Polarization Calibration Using Solar Radiation Background Signal Scattered from Dense Cirrus Clouds in the Visible and Ultraviolet Wavelength Regimes

In this presentation we describe the application of a previously developed technique that is now being used to correct the daytime polarization calibration of the CALIPSO lidar. The technique leverages the fact that the solar radiation background signals from dense cirrus clouds are largely unpolarized due to the internal multiple reflections within the non-spherical ice particles and the multiple scattering that occurs among these particles. Therefore, the ratio of polarization components of the cirrus background signals provides a good estimate for the polarization gain ratio (PGR) of the lidar. Using airborne backscatter lidar measurements, this technique was demonstrated to work well in the infrared regime.
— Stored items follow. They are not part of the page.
PR #1684, opened 2025-02-15
feat: create fn for history content migration

morph-dev:
### What was wrong?

We need logic for history content migration. See #1666 for details.

### How was it fixed?

Created new `ContentType`s that will be used for new content types.
This way, we can use the same implementation of content store, because new type will correspond to the new sql table.

This also makes the migration simple: we have to delete content from original table, and either discard or insert into new table.

### To-Do

The migration function is not used at the moment, so this PR can be merged as is.
The followup work, that can be done either as part of this PR or as a followup PR (depending on the review status of this PR and when I finish it):
- Add tests for migration
- Add migration metrics/stats that can be printed periodically
- Decide what we do regarding post-merge bodies and receipts

### DIFF
--- a/crates/subnetworks/history/src/storage_migration.rs
+++ b/crates/subnetworks/history/src/storage_migration.rs
@@ -1,0 +1,173 @@
+use ethportal_api::{
+    types::{
+        content_value::{
+            history::HistoryContentValue as OldHistoryContentValue,
+            history_new::HistoryContentValue as NewHistoryContentValue,
+        },
+        execution::{header_with_proof as old_hwp, header_with_proof_new as new_hwp},
+        network::Subnetwork,
+    },
+    ContentValue, HistoryContentKey, OverlayContentKey, RawContentValue,
+};
+use rusqlite::{named_params, types::Type};
+use tracing::{debug, error, info};
+use trin_storage::{
+    error::ContentStoreError,
+    versioned::{create_store, ContentType, IdIndexedV1Store, IdIndexedV1StoreConfig},
+    PortalStorageConfig,
+};
+
+mod sql {
+    pub const TABLE_EXISTS: &str =
+        "SELECT name FROM sqlite_master WHERE type='table' AND name='ii1_history';";
+
+    pub const BATCH_DELETE: &str = "
+        DELETE FROM ii1_history
+        WHERE rowid IN (
+            SELECT rowid
+            FROM ii1_history
+            ORDER BY content_id
+            LIMIT :limit
+        )
+        RETURNING content_key, content_value;
+    ";
+
+    pub const DROP_TABLE: &str = "DROP TABLE ii1_history;";
+}
+
+const BATCH_DELETE_LIMIT: usize = 100;
+
+#[allow(unused)]
+pub fn maybe_migrate(config: &PortalStorageConfig) -> Result<(), ContentStoreError> {
+    let conn = config.sql_connection_pool.get()?;
+
+    if !conn.prepare(sql::TABLE_EXISTS)?.exists(())? {
+        info!("Legacy history table doesn't exist!");
+        return Ok(());
+    }
+
+    info!("Legacy history table exists. Starting migration.");
+
+    let config = IdIndexedV1StoreConfig::new(
+        ContentType::HistoryEternal,
+        Subnetwork::History,
+        config.clone(),
+    );
+
+    let mut store: IdIndexedV1Store<HistoryContentKey> = create_store(
+        ContentType::HistoryEternal,
+        config.clone(),
+        config.sql_connection_pool,
+    )?;
+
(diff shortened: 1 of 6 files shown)


crates/subnetworks/history/src/storage_migration.rs
```diff
@@ -0,0 +1,173 @@
+use ethportal_api::{
+    types::{
+        content_value::{
+            history::HistoryContentValue as OldHistoryContentValue,
+            history_new::HistoryContentValue as NewHistoryContentValue,
+        },
+        execution::{header_with_proof as old_hwp, header_with_proof_new as new_hwp},
```
KolbyML, line 7:
```suggestion
        execution::{header_with_proof::BlockHeaderProof as OldBlockHeaderProof, header_with_proof_new::{BlockProofHistoricalHashesAccumulator, BlockHeaderProof, BlockProofHistoricalRoots, BlockProofHistoricalSummaries, HeaderWithProof}},
```

old_hwp is only used for `header_with_proof::BlockHeaderProof as OldBlockHeaderProof`, so I think we can pretty easily avoid using `hwp`

crates/subnetworks/history/src/storage_migration.rs
```diff
@@ -0,0 +1,173 @@
...
+                        beacon_block_root: historical_summaries_proof.beacon_block_root,
+                        execution_block_proof,
+                        slot: historical_summaries_proof.slot,
+                    };
+                    new_hwp::BlockHeaderProof::HistoricalSummaries(proof)
+                }
+            };
+            let new_content_value =
+                NewHistoryContentValue::BlockHeaderWithProof(new_hwp::HeaderWithProof {
+                    header: old_hwp.header,
```
KolbyML, line 163:
```suggestion
        OldHistoryContentValue::BlockHeaderWithProof(old_header_with_proof) => {
            let proof = match old_header_with_proof.proof {
                OldBlockHeaderProof::None(_) => return Ok(None),
                OldBlockHeaderProof::PreMergeAccumulatorProof(
                    pre_merge_accumulator_proof,
                ) => {
                    let proof = BlockProofHistoricalHashesAccumulator::new(
                        pre_merge_accumulator_proof.proof.to_vec(),
                    )
                    .map_err(|err| ContentStoreError::InvalidData {
                        message: format!("Invalid HistoricalHashes proof: {err:?}"),
                    })?;
                    BlockHeaderProof::HistoricalHashes(proof)
                }
                OldBlockHeaderProof::HistoricalRootsBlockProof(historical_roots_proof) => {
                    // Note: there is inconsistency between field names because old types are not
                    // in sync with most recent spec.
                    let proof = BlockProofHistoricalRoots {
                        beacon_block_proof: historical_roots_proof.historical_roots_proof,
                        beacon_block_root: historical_roots_proof.beacon_block_root,
                        execution_block_proof: historical_roots_proof.beacon_block_proof,
                        slot: historical_roots_proof.slot,
                    };
                    BlockHeaderProof::HistoricalRoots(proof)
                }
                OldBlockHeaderProof::HistoricalSummariesBlockProof(
                    historical_summaries_proof,
                ) => {
                    // Note: there is inconsistency between field names because old types are not
                    // in sync with most recent spec.
                    let execution_block_proof = new_hwp::ExecutionBlockProofCapella::new(
                        historical_summaries_proof.beacon_block_proof.to_vec(),
                    )
                    .map_err(|err| ContentStoreError::InvalidData {
                        message: format!("Invalid ExecutionBlockProofCapella proof: {err:?}"),
                    })?;
                    let proof = BlockProofHistoricalSummaries {
                        beacon_block_proof: historical_summaries_proof.historical_summaries_proof,
                        beacon_block_root: historical_summaries_proof.beacon_block_root,
                        execution_block_proof,
                        slot: historical_summaries_proof.slot,
                    };
                    BlockHeaderProof::HistoricalSummaries(proof)
                }
            };
            let new_content_value =
                NewHistoryContentValue::BlockHeaderWithProof(HeaderWithProof {
                    header: old_header_with_proof.header,
```

I think we can avoid using `hwp` here

KolbyML (approved):
:shipit: overall looks good, 

I think we can fairly easily avoid using `hwp`, the acronym is very specific to our project, so avoiding it would help keep the code readable for people not as familiar with the project.

Also the code is a little more consistent with `OldHistoryContentValue`

morph-dev:
> I think we can fairly easily avoid using `hwp`, the acronym is very specific to our project, so avoiding it would help keep the code readable for people not as familiar with the project.

At the start, I expected to have way more overlapping types, so I wanted to import modules with different names (so it's always clear what type they refer to). And I wanted module name to be short, so I went with `hwp`. I didn't consider readability for people not familiar with the project as this is only temporary code and should go away soon after migration...

But you are right. I ended up not needing it. So I applied your suggestions.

However, in the visible and ultraviolet regime, the molecular contribution is too large to be ignored, and thus corrections must be applied to account for the highly polarizing characteristics of the molecular scattering. Ignoring molecular scattering contributions can cause PGR errors of 2-3% at 532 nm, where the CALIPSO lidar makes its depolarization measurement. Because of the wavelength dependence of -4 of the molecular scattering, the PGR error can be even larger at the 355 nm wavelength that will be used by ESA’s EarthCARE lidar. To correct the molecular scattering contributions to the lidar received solar background signal, a look-up table has been created using a polarization-sensitive radiative transfer model. This presentation describes the theory and implementation of the molecular scattering correction.